++++ Task inputs ++++

PR #2644, opened 2024-11-11
Add property to EventSource for support of CTAO reference metadata

maxnoe:
* Set to false for SimTelEventSource
* Silences a warning for SimTelEventSource, which at least currently cannot support the reference metadata.


Tobychev (approved):

maxnoe:
I think a better solution would be #2648

kosack (approved):

maxnoe:
Closing in favor of #2648

Issue #2571, opened 2024-06-28
`Provenance().add_input_file()` should take product id


maxnoe:
**Please describe the use case that requires this feature.**

Add the moment, the provenance system only stores the path of an input file.

However, for CTAO data products used as input, the most important thing to store would actually be the product id of the reference metadata, not just the path.

**Describe the solution you'd like**
Optionally also store product uuid in provenance.

kosack:
Would be useful to also add a nice helper function to extract the product_id from existing files.  In fact that could just be automatic: `add_input_file(path)` could call `get_product_id(path)`, and if it fails, emit a warning and continue as we do now without recording it.   That way it's more foolproof that the real product_id gets propagated

PR #2648, opened 2024-11-12
Improve reference metadata handling for EventSource

maxnoe:
The recent addition of attaching the reference metadata of input files to the provenance information implemented only that the reference metadata is read directly by ctapipe from the input file. This made it necessary to either support all possible input file types
or impossible for plugin event sources to provide this metadata on their own. It also makes the assumption 1 EventSource = 1 input file. This is not true for some event sources.

This issue is solved by:
* Adding the possibility to directly provide the reference metadata to `add_input_file`
* Move the responsibility of calling `add_input_file` from the EventSource baseclass to the implementation

This is an alternative implementation to https://github.com/cta-observatory/ctapipe/pull/2644

### DIFF
--- a/src/ctapipe/core/provenance.py
+++ b/src/ctapipe/core/provenance.py
@@ -62,6 +62,138 @@ class MissingReferenceMetadata(UserWarning):
     """Warning raised if reference metadata could not be read from input file."""
 
 
+class _ActivityProvenance:
+    """
+    Low-level helper class to collect provenance information for a given
+    *activity*.  Users should use `Provenance` as a top-level API,
+    not this class directly.
+    """
+
+    def __init__(self, activity_name=sys.executable):
+        self._prov = {
+            "activity_name": activity_name,
+            "activity_uuid": str(uuid.uuid4()),
+            "status": "running",
+            "start": {},
+            "stop": {},
+            "system": {},
+            "input": [],
+            "output": [],
+            "exit_code": None,
+        }
+        self.name = activity_name
+
+    def start(self):
+        """begin recording provenance for this activity. Set's up the system
+        and startup provenance data. Generally should be called at start of a
+        program."""
+        self._prov["start"].update(_sample_cpu_and_memory())
+        self._prov["system"].update(_get_system_provenance())
+
+    def _register(self, what, url, role, add_meta, reference_meta):
+        if what not in {"input", "output"}:
+            raise ValueError("what must be 'input' or 'output'")
+
+        reference_meta = self._get_reference_meta(
+            url=url, reference_meta=reference_meta, read_meta=add_meta
+        )
+        self._prov[what].append(dict(url=url, role=role, reference_meta=reference_meta))
+
+    def register_input(self, url, role=None, add_meta=True, reference_meta=None):
+        """
+        Add a URL of a file to the list of inputs (can be a filename or full
+        url, if no URL specifier is given, assume 'file://')
+
+        Parameters
+        ----------
+        url: str
+            filename or url of input file
+        role: str
+            role name that this input satisfies
+        add_meta: bool
+            If true, try to load reference metadata from input file
+            and add to provenance.
+        """
+        self._register(
+            "input", url, role=role, add_meta=add_meta, reference_meta=reference_meta
+        )
+
+    def register_output(self, url, role=None, add_meta=True, reference_meta=None):
+        """
+        Add a URL of a file to the list of outputs (can be a filename or full
+        url, if no URL specifier is given, assume 'file://')
+
+        Should only be called once the file is finalized, so that reference metadata
+        can be read.
+
+        Parameters
+        ----------
+        url: str
+            filename or url of output file
+        role: str
+            role name that this output satisfies
+        add_meta: bool
+            If true, try to load reference metadata from input file
+            and add to provenance.
+        """
+        self._register(
+            "output", url, role=role, add_meta=add_meta, reference_meta=reference_meta
+        )
+
+    def register_config(self, config):
+        """add a dictionary of configuration parameters to this activity"""
+        self._prov["config"] = config
+
+    def finish(self, status="success", exit_code=0):
+        """record final provenance information, normally called at shutdown."""
+        self._prov["stop"].update(_sample_cpu_and_memory())
+
+        # record the duration (wall-clock) for this activity
+        t_start = Time(self._prov["start"]["time_utc"], format="isot")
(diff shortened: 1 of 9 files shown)


kosack:
Looks like a good idea. Probably need some tests, particularly to ensure that anyone implementing an EventSource plugin doesn't forget to add the input file to the provenance.

maxnoe:
>  anyone implementing an EventSource plugin doesn't forget to add the input file to the provenance.

MMh. The only way we could enforce this I think is to add an abstract method to the `EventSource` that subclasses then have to implement.

However, I want to support event sources that have multiple input files, as I know those exist (and we'll have e.g. parallel zfits streams also for the ACADA data).

So the API should be something like this:

```
@abstractmethod
def get_input_reference_meta(self) -> dict[str, ReferenceMeta]:
    pass 
```

But the issue here is that I know that some event source implementations only open files one-by-one. 

So I think the solution above is not right. It's really the event sources that have to internally call `Provenance().add_input_file(path, reference_meta=reference_meta)` for each file they open.

I don't think we can have a unit test here in ctapipe to enforce this.

kosack:
>  I want to support event sources that have multiple input files, as I know those exist (and we'll have e.g. parallel zfits streams also for the ACADA data).

The reference metadata was designed specifically to be an _output_, not an _input_, so this may not be fully necessary to go that deep here.   All we need to get is the info that we will eventually need to write _out_, so e.g. the full list of input product_ids is not necessary. The back-links to that info is what would be done in a provenance database derived from the provenance logs.  

So I think the issue with multiple inputs in the *first* element in the processing chain is: _how to assign a `product_id` to the **set** of products_?  For current data from e.g. LST et al, this is not solved, however for CTAO since we will in any case have to define a "observation dataset package" for a single observation (containing all event, monitoring, service data). That package will have a single `product_id` as well as `obs_id` that can be traced to its contents externally.  For raw DL0 data that should never change, it could be that we define `obs_id`==dataset `product_id` for that oservation.

maxnoe:
I am surprised to hear this... in the original issue https://github.com/cta-observatory/ctapipe/issues/2571#issuecomment-2199980543 and the implementation https://github.com/cta-observatory/ctapipe/pull/2598  you supported the idea of getting the product ids for inputs

kosack:
> I am surprised to hear this... in the original issue https://github.com/cta-observatory/ctapipe/issues/2571#issuecomment-2199980543 and the implementation https://github.com/cta-observatory/ctapipe/pull/2598 you supported the idea of getting the product ids for inputs

I think I didn't explain well: I do support this (`product_id`s are better than just a list of input filename, as they provide a real link with no possibility of collisions).  This is a special case however: we are talking about the _first_ thing in the processing chain (a "source") where we don't have control over how the inputs were generated.  So my suggestion is we could support the case of inputs where we know there cannot be multiple reprocessed copies by just using something like the obs_id in that case.  It's not perfect, but solves the issue of not having a UUID generated by things outside of our control.  It only works for DL0 data.

The other issue is the difference between "Local Provenance" (inputs and outputs of an _Activity_) and"`ReferenceMetedata` (which relates only to a _single_  _Data Product_).    The former is for full provenance linking, and  the latter only stores the forward-part of the provenance, and doesn't  include the list of input files.  The use cases are different: provenance is for looking at the full graph, while the ReferenceMetadata is for retrieving a file by common attributes.   So I think we need the input product_ids in the local provanance, but not in the Reference metadata

maxnoe:
> So I think we need the input product_ids in the local provanance, but not in the Reference metadata.

That's how this works here. It is attaching the reference metadata of input files to the provenance, not to the output reference meta.

src/ctapipe/io/eventsource.py
```diff
@@ -134,23 +134,6 @@ def __new__(cls, input_url=Undefined, config=None, parent=None, **kwargs):
         return super().__new__(subcls)
 
     def __init__(self, input_url=None, config=None, parent=None, **kwargs):
-        """
```
Tobychev, line 137: Why is the help string to `__init__` being removed?

src/ctapipe/core/provenance.py
```diff
@@ -85,18 +217,18 @@ def start_activity(self, activity_name=sys.executable):
         activity.start()
         self._activities.append(activity)
         log.debug(f"started activity: {activity_name}")
+        return activity
```
Tobychev, line 220: This new return is not mentioned in the class or method doc strings, so they need updating to let people know they can start an activity and immediately use it. 

Though it seems like there's not many places `start_activity` is used outside of the tests anyway.

src/ctapipe/io/eventsource.py
maxnoe: Because it had outdated information and `__init__` shouldn't be used at all for documentation in the numpy style guide. The class docstring should be used (and is):

https://numpydoc.readthedocs.io/en/latest/format.html#class-docstring

src/ctapipe/core/provenance.py
maxnoe: This is mostly an internal method to be called when a `Tool` starts up. It made my linter a bit happier to return here instead of calling this and then return `self.current_activity` in the method below.

src/ctapipe/io/eventsource.py
Tobychev: The class docstring is missing the constructor parameters mandated by the styleguide

> The constructor (`__init__`) **should** also be documented here, the [Parameters](https://numpydoc.readthedocs.io/en/latest/format.html#params) section of the docstring details the constructor’s parameters.
> An Attributes section, **located below** the [Parameters](https://numpydoc.readthedocs.io/en/latest/format.html#params) section,
(emphasis mine).

maxnoe: I'd rather say that the section is wrongly labeled Attributes instead of parameters...

maxnoe: fixed

src/ctapipe/io/eventsource.py
```diff
@@ -79,16 +79,18 @@ class EventSource(Component):
...
+    input_url : str | Path
         Path to the input event file.
     max_events : int
         Maximum number of events to loop through in generator
     allowed_tels: Set or None
         Ids of the telescopes to be included in the data.
         If given, only this subset of telescopes will be present in the
         generated events. If None, all available telescopes are used.
+
+    Parameters
```
Tobychev, line 93: Added twice? You meant attributes I guess?

kosack (approved):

++++

> **Work required**: Wherever the line holding "provenance information, normally" falls in the entries above, copy exactly from it through the line holding "But the issue", inclusive, and add nothing.

> **Response**:
+        """record final provenance information, normally called at shutdown."""
+        self._prov["stop"].update(_sample_cpu_and_memory())
+
+        # record the duration (wall-clock) for this activity
+        t_start = Time(self._prov["start"]["time_utc"], format="isot")
(diff shortened: 1 of 9 files shown)


kosack:
Looks like a good idea. Probably need some tests, particularly to ensure that anyone implementing an EventSource plugin doesn't forget to add the input file to the provenance.

maxnoe:
>  anyone implementing an EventSource plugin doesn't forget to add the input file to the provenance.

MMh. The only way we could enforce this I think is to add an abstract method to the `EventSource` that subclasses then have to implement.

However, I want to support event sources that have multiple input files, as I know those exist (and we'll have e.g. parallel zfits streams also for the ACADA data).

So the API should be something like this:

```
@abstractmethod
def get_input_reference_meta(self) -> dict[str, ReferenceMeta]:
    pass 
```

But the issue here is that I know that some event source implementations only open files one-by-one. 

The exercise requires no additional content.